======== Record extracts

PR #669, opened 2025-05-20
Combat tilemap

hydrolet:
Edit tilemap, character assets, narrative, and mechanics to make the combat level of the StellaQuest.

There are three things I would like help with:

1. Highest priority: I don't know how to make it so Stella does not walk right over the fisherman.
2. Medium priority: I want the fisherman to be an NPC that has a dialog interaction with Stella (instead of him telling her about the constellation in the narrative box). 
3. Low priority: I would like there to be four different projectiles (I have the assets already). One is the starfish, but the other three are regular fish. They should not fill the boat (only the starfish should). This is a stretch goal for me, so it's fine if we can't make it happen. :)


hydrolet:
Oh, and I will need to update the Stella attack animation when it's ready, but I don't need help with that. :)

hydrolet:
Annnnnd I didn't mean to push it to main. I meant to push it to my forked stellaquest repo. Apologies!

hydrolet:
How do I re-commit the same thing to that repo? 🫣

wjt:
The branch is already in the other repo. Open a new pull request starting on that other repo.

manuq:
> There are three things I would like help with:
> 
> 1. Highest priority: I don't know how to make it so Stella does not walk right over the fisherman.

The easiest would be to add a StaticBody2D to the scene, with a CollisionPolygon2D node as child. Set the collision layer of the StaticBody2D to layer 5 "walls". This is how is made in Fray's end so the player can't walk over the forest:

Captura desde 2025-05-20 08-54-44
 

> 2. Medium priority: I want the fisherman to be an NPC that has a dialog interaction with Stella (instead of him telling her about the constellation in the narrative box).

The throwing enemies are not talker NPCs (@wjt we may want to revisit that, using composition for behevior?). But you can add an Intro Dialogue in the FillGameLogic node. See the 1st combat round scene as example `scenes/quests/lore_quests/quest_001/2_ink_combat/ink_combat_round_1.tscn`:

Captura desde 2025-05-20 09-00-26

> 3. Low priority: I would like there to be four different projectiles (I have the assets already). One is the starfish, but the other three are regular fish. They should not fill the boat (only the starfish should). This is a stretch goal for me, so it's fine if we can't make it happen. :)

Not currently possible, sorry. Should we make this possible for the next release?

================

» **Task**
Give the data back exactly as it stands.

» **Task response**
PR #669, opened 2025-05-20
Combat tilemap

hydrolet:
Edit tilemap, character assets, narrative, and mechanics to make the combat level of the StellaQuest.

There are three things I would like help with:

1. Highest priority: I don't know how to make it so Stella does not walk right over the fisherman.
2. Medium priority: I want the fisherman to be an NPC that has a dialog interaction with Stella (instead of him telling her about the constellation in the narrative box). 
3. Low priority: I would like there to be four different projectiles (I have the assets already). One is the starfish, but the other three are regular fish. They should not fill the boat (only the starfish should). This is a stretch goal for me, so it's fine if we can't make it happen. :)


hydrolet:
Oh, and I will need to update the Stella attack animation when it's ready, but I don't need help with that. :)

hydrolet:
Annnnnd I didn't mean to push it to main. I meant to push it to my forked stellaquest repo. Apologies!

hydrolet:
How do I re-commit the same thing to that repo? 🫣

wjt:
The branch is already in the other repo. Open a new pull request starting on that other repo.

manuq:
> There are three things I would like help with:
> 
> 1. Highest priority: I don't know how to make it so Stella does not walk right over the fisherman.

The easiest would be to add a StaticBody2D to the scene, with a CollisionPolygon2D node as child. Set the collision layer of the StaticBody2D to layer 5 "walls". This is how is made in Fray's end so the player can't walk over the forest:

Captura desde 2025-05-20 08-54-44
 

> 2. Medium priority: I want the fisherman to be an NPC that has a dialog interaction with Stella (instead of him telling her about the constellation in the narrative box).

The throwing enemies are not talker NPCs (@wjt we may want to revisit that, using composition for behevior?). But you can add an Intro Dialogue in the FillGameLogic node. See the 1st combat round scene as example `scenes/quests/lore_quests/quest_001/2_ink_combat/ink_combat_round_1.tscn`:

Captura desde 2025-05-20 09-00-26

> 3. Low priority: I would like there to be four different projectiles (I have the assets already). One is the starfish, but the other three are regular fish. They should not fill the boat (only the starfish should). This is a stretch goal for me, so it's fine if we can't make it happen. :)

Not currently possible, sorry. Should we make this possible for the next release?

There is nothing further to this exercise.